What to do -
Report every line in the records below that holds the word "move".

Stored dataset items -

PR #1373, opened 2025-07-22
chore(deps): Update ophyd-async to 0.12.3

ZohebShaikh:
Fixes [dodal main pytest issue](https://github.com/DiamondLightSource/dodal/actions/runs/16417747325/job/46475552855#step:7:1676)

The ophyd-async issue related to this is https://github.com/bluesky/ophyd-async/issues/976

1. Do thing x
2. Confirm thing y happens

### Checks for reviewer

### DIFF
--- a/pyproject.toml
+++ b/pyproject.toml
@@ -14,8 +14,7 @@ description = "Ophyd devices and other utils that could be used across DLS beaml
 dependencies = [
     "click",
     "ophyd",
-    "ophyd-async>=0.12.3",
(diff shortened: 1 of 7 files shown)


DominicOram:
Looks like you're still using `aioca==1.8.1`. I suspect the issue is that we're using the `aioca` as specified in the `pyproject.toml` for `dodal`, not the one specified in `ophyd-async`. I think if you use `ophyd-async[ca]>=0.12.3` in the `pyproject.toml` this will fix it. I think that might also mean we can drop the explicit dependency on `aioca` in `dodal`.

Issue #1380, opened 2025-07-24
Change AbstractAnalyserDriverIO set method to be abstract


oliwenmandiamond:
To help simplify some of the electron analyser design, we should make the `set` method on `AbstractAnalyserDriverIO`   abstract and in turn make each electron analyser implementation be in charge of moving the signals from region data with the `set` method. 

The current design is that the abstract class moves some core signals which they have in common with  `AbstractBaseRegion`, however this is not as simple because some models such as `Specs` only move some of these core signals when certain conditions are met. This has led to moving some "core" signals that they have in common with the `AbstractBaseRegion` class but not others, which makes the design confusing as we then have to the other "core" signals on the implementation layer.

This will simplify and clarify the design of the abstract driver class better. The `AbstractAnalyserDriverIO` will define the core signals and readables which electron analysers should inherit from to reduce duplicate code, but it's up to each implementation on how to move the signals when given region data.

## Acceptance Criteria
* Specific criteria that will be used to judge if the issue is fixed

PR #1385, opened 2025-07-25
Update AbstractAnalyserDriverIO set method to be abstract

oliwenmandiamond:
Fixes https://github.com/DiamondLightSource/dodal/issues/1380

1. Do thing x
2. Confirm thing y happens

### Checks for reviewer


src/dodal/devices/electron_analyser/abstract/base_driver_io.py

Worked solution -
The current design is that the abstract class moves some core signals which they have in common with  `AbstractBaseRegion`, however this is not as simple because some models such as `Specs` only move some of these core signals when certain conditions are met. This has led to moving some "core" signals that they have in common with the `AbstractBaseRegion` class but not others, which makes the design confusing as we then have to the other "core" signals on the implementation layer.
This will simplify and clarify the design of the abstract driver class better. The `AbstractAnalyserDriverIO` will define the core signals and readables which electron analysers should inherit from to reduce duplicate code, but it's up to each implementation on how to move the signals when given region data.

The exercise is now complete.